* [TASK BRIEF]
Your answer should repeat the listing in full, with no line missing or altered.

[DATA UNDER STUDY Boundary: Start]

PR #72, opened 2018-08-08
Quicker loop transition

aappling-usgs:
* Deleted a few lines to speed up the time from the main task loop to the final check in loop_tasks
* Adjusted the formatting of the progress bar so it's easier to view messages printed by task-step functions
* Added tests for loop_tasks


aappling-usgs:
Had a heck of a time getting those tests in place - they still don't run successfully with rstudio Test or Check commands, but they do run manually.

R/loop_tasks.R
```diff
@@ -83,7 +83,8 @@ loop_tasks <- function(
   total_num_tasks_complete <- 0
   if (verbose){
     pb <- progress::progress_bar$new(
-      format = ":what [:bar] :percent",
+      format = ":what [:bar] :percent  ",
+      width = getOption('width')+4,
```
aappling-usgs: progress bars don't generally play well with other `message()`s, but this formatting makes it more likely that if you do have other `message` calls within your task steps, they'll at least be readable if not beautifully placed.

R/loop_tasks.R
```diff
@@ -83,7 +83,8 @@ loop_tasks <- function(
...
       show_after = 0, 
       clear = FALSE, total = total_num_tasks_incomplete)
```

[DATA UNDER STUDY Boundary: End]

* [SOLUTION TO THIS PROBLEM]
PR #72, opened 2018-08-08
Quicker loop transition

aappling-usgs:
* Deleted a few lines to speed up the time from the main task loop to the final check in loop_tasks
* Adjusted the formatting of the progress bar so it's easier to view messages printed by task-step functions
* Added tests for loop_tasks


aappling-usgs:
Had a heck of a time getting those tests in place - they still don't run successfully with rstudio Test or Check commands, but they do run manually.

R/loop_tasks.R
```diff
@@ -83,7 +83,8 @@ loop_tasks <- function(
   total_num_tasks_complete <- 0
   if (verbose){
     pb <- progress::progress_bar$new(
-      format = ":what [:bar] :percent",
+      format = ":what [:bar] :percent  ",
+      width = getOption('width')+4,
```
aappling-usgs: progress bars don't generally play well with other `message()`s, but this formatting makes it more likely that if you do have other `message` calls within your task steps, they'll at least be readable if not beautifully placed.

R/loop_tasks.R
```diff
@@ -83,7 +83,8 @@ loop_tasks <- function(
...
       show_after = 0, 
       clear = FALSE, total = total_num_tasks_incomplete)
```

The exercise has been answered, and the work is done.